This is the best answer.


----------



## Petronius (Oct 13, 2010)

This is like arguing which is north. True north or magnetic north?

The WCO is clear that the hunting hours are one-half hour before sunrise to one-half hour after sunset as *published *in the Hunting And Trapping Guide on page 11 and 12. It doesn't matter whether the sun sets a minute and a half later because you are a few miles west. These rules were determined long ago to make it easy for everyone. 
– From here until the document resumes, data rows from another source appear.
PR #6661, opened 2023-01-10
[v7r3] Use full jobID in AREX jobsToCancel

sfayer:
Hi,

I've noticed that the AREX jobsToCancel list was being built out of ARC IDs rather than full DIRAC job IDs... I think the killJob function needs the latter. I've not seen this happen, but it appears it'll just result in a warning being logged for each ID, but the fewer spurious warnings we generate the better!

Regards,
Simon

BEGINRELEASENOTES
*Resources
FIX: Use full jobID in AREX jobsToCancel
ENDRELEASENOTES

### DIFF
--- a/src/DIRAC/Resources/Computing/AREXComputingElement.py
+++ b/src/DIRAC/Resources/Computing/AREXComputingElement.py
@@ -321,6 +321,42 @@ class AREXComputingElement(ARCComputingElement):
             self.log.verbose("Input correctly uploaded", fileToSubmit)
         return S_OK()
 
+    def _killJob(self, arcJobList):
+        """Kill the specified jobs
+
+        :param list arcJobList: list of ARC Job IDs
+        """
+        if not self.session:
+            return S_ERROR("REST interface not initialised. Cannot kill jobs.")
+
+        # Get a proxy
+        result = self._prepareProxy()
+        if not result["OK"]:
+            self.log.error("Failed to set up proxy", result["Message"])
+            return result
+        self.session.cert = Locations.getProxyLocation()
+
+        # List of jobs in json format for the REST query
+        jobsJson = {"job": [{"id": job} for job in arcJobList]}
+
+        # Prepare the command
+        params = {"action": "kill"}
+        query = self._urlJoin("jobs")
+
+        # Killing jobs should be fast
+        response = self.session.post(
+            query,
+            data=json.dumps(jobsJson),
+            headers=self.headers,
+            params=params,
+            timeout=self.arcRESTTimeout,
+        )
+        if not response.ok:
+            return S_ERROR("Failed to kill all these jobs: %s %s" % (response.status_code, response.reason))
+
+        self.log.debug("Successfully deleted jobs")
+        return S_OK()
+
     def submitJob(self, executableFile, proxy, numberOfJobs=1, inputs=None, outputs=None):
         """Method to submit job
         Assume that the ARC queues are always of the format nordugrid-<batchSystem>-<queue>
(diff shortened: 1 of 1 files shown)


fstagni (dismissed):

aldbr:
Indeed, `killJob()` is expecting a DIRAC job ID, but since we already have the ARC job ID, we can avoid one operation.
`DIRACToArcID()` will just return the ARC job ID passed in parameter.
But ok anyway this is minor.

Maybe we could also change the level of the logs in `DiracToArcID()` and `arcToDiracID()`: from `warn` to `verbose` or `debug`.
What do you think?

sfayer:
I agree that doing the conversion multiple times is a bit excessive... Perhaps we could split killJob into an internal _killJob function that uses the ArcIDs, call that from getJobStatus and in the public killJob function just do the DiracToArcID and then call _killJob. That way we'd only do the conversion once where needed and avoid spurious logging, what do you think?

aldbr:
Alright, yes I agree.
Do you want to take care of this?

sfayer:
Sure, done.

src/DIRAC/Resources/Computing/AREXComputingElement.py
```diff
@@ -393,38 +429,11 @@ def killJob(self, jobIDList):
 
         :param list: list of DIRAC Job IDs
```
aldbr:
```suggestion
        :param list jobIDList: list of DIRAC Job IDs
```

src/DIRAC/Resources/Computing/AREXComputingElement.py
```diff
@@ -321,6 +321,42 @@ def _uploadJobDependencies(self, arcJobID, executableFile, inputs, executables):
             self.log.verbose("Input correctly uploaded", fileToSubmit)
         return S_OK()
 
+    def _killJob(self, jobIDList):
+        """Kill the specified jobs
+
+        :param list: list of ARC Job IDs
```
aldbr:
```suggestion
        :param list arcJobList: list of ARC Job IDs
```

src/DIRAC/Resources/Computing/AREXComputingElement.py
```diff
@@ -321,6 +321,42 @@ def _uploadJobDependencies(self, arcJobID, executableFile, inputs, executables):
             self.log.verbose("Input correctly uploaded", fileToSubmit)
         return S_OK()
 
+    def _killJob(self, jobIDList):
```
aldbr: Just to be in line with `renewJobs(self, arcJobList)`:
```suggestion
    def _killJob(self, arcJobList):
```

src/DIRAC/Resources/Computing/AREXComputingElement.py
```diff
@@ -321,6 +321,42 @@ def _uploadJobDependencies(self, arcJobID, executableFile, inputs, executables):
...
+
+        # Get a proxy
+        result = self._prepareProxy()
+        if not result["OK"]:
+            self.log.error("Failed to set up proxy", result["Message"])
+            return result
+        self.session.cert = Locations.getProxyLocation()
+
+        # List of jobs in json format for the REST query
+        jobsJson = {"job": [{"id": job} for job in jobIDList]}
```
aldbr: Oops, it should be changed here too. This should fix the problems with the CI: 
```suggestion
        jobsJson = {"job": [{"id": job} for job in arcJobList]}
```

aldbr (approved):

fstagni (approved):

PR #6662, opened 2023-01-10
[v8r0] Fixes from the LHCbDIRAC hackaton

chaen:
After the refactoring of gfal2, uploading a file from `./myFile.txt` was broken

BEGINRELEASENOTES

*Resources
FIX: fix upload from relative path

ENDRELEASENOTES


src/DIRAC/Resources/Storage/StorageElement.py
```diff
@@ -1439,6 +1440,7 @@ def addAccountingOperation(self, urlDict, startDate, elapsedTime, storageParamet
                             "Protocol": accountingDict["Protocol"],
                             "Error": str(errorMsg),
                             "Component": "StorageElement",
+                            "Hostname": socket.getfqdn(),
```
chrisburr: We should probably stick to using `Network.getFQDN()`

fstagni (approved):

PR #6713, opened 2023-01-24
[7.3] Matcher fix tag is empty string (backport)

andresailer:
Backport from #6701 
BEGINRELEASENOTES

*WMS
FIX: Matcher handles cases of empty Tag in resource description

ENDRELEASENOTES


chrisburr:
The `sweep:ignore` label takes priority so you don't need to worry about `alsoTargeting:xxx` (it's a limitation of the action we use to add labels but it's not worth writing our own).

chrisburr (approved):

PR #6728, opened 2023-01-26
[v7r3] Add a note about XRSL times in ARC(6) vs AREX

sfayer:
As discussed in the BiLD meeting.

BEGINRELEASENOTES
*Resources
FIX: Add a note about XRSL times in ARC(6) vs AREX
ENDRELEASENOTES

### DIFF
--- a/src/DIRAC/Resources/Computing/ARCComputingElement.py
+++ b/src/DIRAC/Resources/Computing/ARCComputingElement.py
@@ -32,10 +32,16 @@ XRSLExtraString:
 
      (key = "value")
 
+   Please note that for ARC & ARC6, any times (such as wall or CPU time) in the XRSL should be specified in minutes.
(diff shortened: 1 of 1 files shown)


src/DIRAC/Resources/Computing/ARCComputingElement.py
```diff
@@ -32,11 +32,16 @@
 
      (key = "value")
 
+   Please note that for ARC & ARC6, any times (such as wall or CPU time) in the XRSL should be specified in minutes.
+   For AREX, these times should be given in seconds.
```
aldbr: You might want to add a link pointing to the official documentation even if it is not crystal clear:


```suggestion
   For AREX, these times should be given in seconds (see https://www.nordugrid.org/arc/arc6/users/xrsl.html?#cputime).

```

fstagni (approved):

PR #6738, opened 2023-01-30
[v7r3] Ensure all entrypoints are importable

chrisburr:
Adds a test which we've found was useful in LHCb to make sure that all of the scripts are importable.

### DIFF
--- a/src/DIRAC/Core/Utilities/test/Test_entrypoints.py
+++ b/src/DIRAC/Core/Utilities/test/Test_entrypoints.py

*Wildlife Conservation Order (Updated 11/14/2016)*
*Chapter II
General Hunting and Trapping Regulations*

2.5 Hunting hours, exceptions; prohibited activities. Sec. 2.5 (1) Except for the trapping of animals and as otherwise specified in this section, the hunting hours shall substantially conform to one-half hour before sunrise to one-half hour after sunset *and shall be those starting times and ending times published in the Michigan hunting and trapping guide* or in the respective state hunting guide for that animal.


----------



## Zerowolf (Nov 18, 2016)

1) Use the chart
2) Chart is not perfect... just because it says you CAN shoot doesn't mean you SHOULD. Heavy cloud cover, deep forest, heavy cloud with deep forest... maybe you are in a deep valley or on a tall hill... all different and you should use judgement.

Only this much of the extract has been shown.